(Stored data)
######

PR #439, opened 2022-10-12
Fix #414: A separate error code when iProov is down

### LINKED ISSUE #414: A separate error code when iProov is down
When iProov is down and returning 503, we should get a clue clear enough. Let's introduce a separate error code.

banterCZ:


romanstrobl (approved):
Looks OK.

######

**HOW TO COMPLETE THIS TASK:** Copy over exactly the lines above from the one with "When iProov is down and" to the last, both included, and no others.

**ANSWER BOX:**
When iProov is down and returning 503, we should get a clue clear enough. Let's introduce a separate error code.

banterCZ:


romanstrobl (approved):
Looks OK.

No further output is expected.